▶ _What to produce_: Copy the records below exactly. Include all of them.

BEGIN Data in this exercise

PR #872, opened 2021-09-22
Checkbox label html

jondauz:
Give the ability to access html as a label for combo box component.

### DIFF
--- a/src/js/components/InputControl/InputControl.tsx
+++ b/src/js/components/InputControl/InputControl.tsx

END Data in this exercise

▶ _Exercise output_:
PR #872, opened 2021-09-22
Checkbox label html

jondauz:
Give the ability to access html as a label for combo box component.

### DIFF
--- a/src/js/components/InputControl/InputControl.tsx
+++ b/src/js/components/InputControl/InputControl.tsx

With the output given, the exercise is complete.